Understanding engineering economics

One of the most important books in my telecom library is entitled Engineering Economy, A Manager’s Guide to Economic Decision Making, by AT&T – the original, pre-divestiture, full Bell System, AT&T.

Mine is a copy of the third edition, dating back to 1977, just a couple years before I got into the industry, but likely well before many of my readers were born.

The age of the book doesn’t change the utility of the training contained within.

Fundamentally, when there are alternatives available for the deployment of capital, engineering economics provides a disciplined approach to evaluating the economic outcomes, considering revenue, operating expense, capital and other cash flows.

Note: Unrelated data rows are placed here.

PR #257, opened 2016-02-03
CB-10498: Resume event should be sticky if it has a plugin result

riknoll:
Changes the resume event behavior as follows:

1. When the app starts and there is no plugin result to be delivered, the **resume event will not fire** (same as current behavior)
2. When the app is left and then resumed (e.g. press the home button and then return to the app), the **resume event will fire but will not be sticky** (same as current behavior)
3. When the app is recreated after a plugin Activity finishes (i.e. the event payload contains a pending result), the **resume event will fire and will be sticky**

### DIFF
--- a/cordova-js-src/platform.js
+++ b/cordova-js-src/platform.js
@@ -19,6 +19,9 @@
  *
 */
 
+// The last resume event that was received that had the result of a plugin call.
+var lastResumeEvent = null;
+
 module.exports = {
     id: 'android',
     bootstrap: function() {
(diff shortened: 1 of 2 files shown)


cordova-js-src/platform.js
```diff
@@ -58,6 +61,19 @@ module.exports = {
         bindButtonChannel('volumeup');
         bindButtonChannel('volumedown');
 
+        // The resume event is not "sticky", but it is possible that the event
+        // will contain the result of a plugin call. We need to ensure that the
+        // plugin result is delivered even after the event is fired (CB-10498)
+        var cordovaAddEventListener = document.addEventListener;
```
adamduren: This is really the original document.addListener. Maybe the name should be changed to make that more clear.

I think this is a simple and clean solution. However, I am a little weary about monkey patching `document.addEventListener`. I'm not sure what a better alternative would be though without adding unnecessary complexity.

riknoll: @adamduren We already patch `addEventListener` in the common Cordova js code (hence the `cordovaAddEventListener` name). See https://github.com/apache/cordova-js/blob/master/src/cordova_b.js#L48

Come to think of it, I should probably be doing the method in window as well. I'll update the PR. Thanks for taking a look!

riknoll: Actually, it doesn't seem like Cordova events fire in the window...

riknoll:
@infil00p I'd appreciate it if you could review this one

csantanapr:
@riknoll I tested the pull request and it's working for me.
lastResume keeps the data, any new listener that get's attached get's the data.

csantanapr:
@riknoll you are going to merge this or there is more work to be done?

riknoll:
Sorry @csantanapr, I was dealing with some plugin fixes. I will merge this by the end of today; I need to test on a device.

csantanapr:
@riknoll sure no problem, I was just curious if there was more you wanted me to look at.

adamduren:
Any idea when this will be released?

For any given project, there are usually a number of possible alternatives. For example, for a given area, should fibre or fixed wireless be deployed? The analysis tools allow the manager to assess the difference in cash flows, revenue and expenditures, over the live of the project analysis.

In each case, an option that must be considered is maintaining the status quo, a “do nothing” alternative.

I’m not an economist and I’m not a professional engineer. This book was designed to help managers like me understand how to assess business decisions.

Among other benefits, an appreciation of engineering economics provides a framework to recognize the difference between “threatening” to reduce a budget, and a budget reduction occurring as a logical consequence or outcome of a policy determination.

Why am I highlighting a 43-year-old, out-of-print text book? The concepts are just as important today. A basic understanding of economic analysis should be considered a prerequisite for regulatory or government policy work in the telecommunications industry.